◆ Exercise ◆
This exercise needs the complete data reproduced exactly.

◆ Task inputs ◆

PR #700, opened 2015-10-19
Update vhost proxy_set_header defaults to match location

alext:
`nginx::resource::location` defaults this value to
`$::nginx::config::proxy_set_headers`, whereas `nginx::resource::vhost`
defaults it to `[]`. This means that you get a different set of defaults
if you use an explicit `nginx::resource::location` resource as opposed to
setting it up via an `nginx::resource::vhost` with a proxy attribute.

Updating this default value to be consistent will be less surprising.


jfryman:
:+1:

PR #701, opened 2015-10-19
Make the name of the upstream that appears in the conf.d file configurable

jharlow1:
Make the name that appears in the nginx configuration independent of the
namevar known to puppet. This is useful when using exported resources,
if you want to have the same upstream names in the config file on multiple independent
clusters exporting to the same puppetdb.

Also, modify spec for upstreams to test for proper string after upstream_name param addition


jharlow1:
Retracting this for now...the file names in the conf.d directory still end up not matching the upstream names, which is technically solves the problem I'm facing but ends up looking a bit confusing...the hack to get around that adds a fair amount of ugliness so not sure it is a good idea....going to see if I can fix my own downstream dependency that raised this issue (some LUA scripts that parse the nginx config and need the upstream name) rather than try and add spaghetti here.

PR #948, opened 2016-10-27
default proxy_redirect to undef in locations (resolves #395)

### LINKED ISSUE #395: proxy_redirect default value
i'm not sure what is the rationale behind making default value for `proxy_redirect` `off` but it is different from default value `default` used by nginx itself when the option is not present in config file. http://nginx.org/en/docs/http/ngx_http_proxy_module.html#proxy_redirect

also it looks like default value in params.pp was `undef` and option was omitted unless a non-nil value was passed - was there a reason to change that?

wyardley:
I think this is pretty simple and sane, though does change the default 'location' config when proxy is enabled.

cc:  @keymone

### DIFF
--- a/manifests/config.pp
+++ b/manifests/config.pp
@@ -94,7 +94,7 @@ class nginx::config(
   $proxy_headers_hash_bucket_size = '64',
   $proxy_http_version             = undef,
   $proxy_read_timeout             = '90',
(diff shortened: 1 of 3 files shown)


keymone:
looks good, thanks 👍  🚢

◆ Exercise output ◆
PR #700, opened 2015-10-19
Update vhost proxy_set_header defaults to match location

alext:
`nginx::resource::location` defaults this value to
`$::nginx::config::proxy_set_headers`, whereas `nginx::resource::vhost`
defaults it to `[]`. This means that you get a different set of defaults
if you use an explicit `nginx::resource::location` resource as opposed to
setting it up via an `nginx::resource::vhost` with a proxy attribute.

Updating this default value to be consistent will be less surprising.


jfryman:
:+1:

PR #701, opened 2015-10-19
Make the name of the upstream that appears in the conf.d file configurable

jharlow1:
Make the name that appears in the nginx configuration independent of the
namevar known to puppet. This is useful when using exported resources,
if you want to have the same upstream names in the config file on multiple independent
clusters exporting to the same puppetdb.

Also, modify spec for upstreams to test for proper string after upstream_name param addition


jharlow1:
Retracting this for now...the file names in the conf.d directory still end up not matching the upstream names, which is technically solves the problem I'm facing but ends up looking a bit confusing...the hack to get around that adds a fair amount of ugliness so not sure it is a good idea....going to see if I can fix my own downstream dependency that raised this issue (some LUA scripts that parse the nginx config and need the upstream name) rather than try and add spaghetti here.

PR #948, opened 2016-10-27
default proxy_redirect to undef in locations (resolves #395)

### LINKED ISSUE #395: proxy_redirect default value
i'm not sure what is the rationale behind making default value for `proxy_redirect` `off` but it is different from default value `default` used by nginx itself when the option is not present in config file. http://nginx.org/en/docs/http/ngx_http_proxy_module.html#proxy_redirect

also it looks like default value in params.pp was `undef` and option was omitted unless a non-nil value was passed - was there a reason to change that?

wyardley:
I think this is pretty simple and sane, though does change the default 'location' config when proxy is enabled.

cc:  @keymone

### DIFF
--- a/manifests/config.pp
+++ b/manifests/config.pp
@@ -94,7 +94,7 @@ class nginx::config(
   $proxy_headers_hash_bucket_size = '64',
   $proxy_http_version             = undef,
   $proxy_read_timeout             = '90',
(diff shortened: 1 of 3 files shown)


keymone:
looks good, thanks 👍  🚢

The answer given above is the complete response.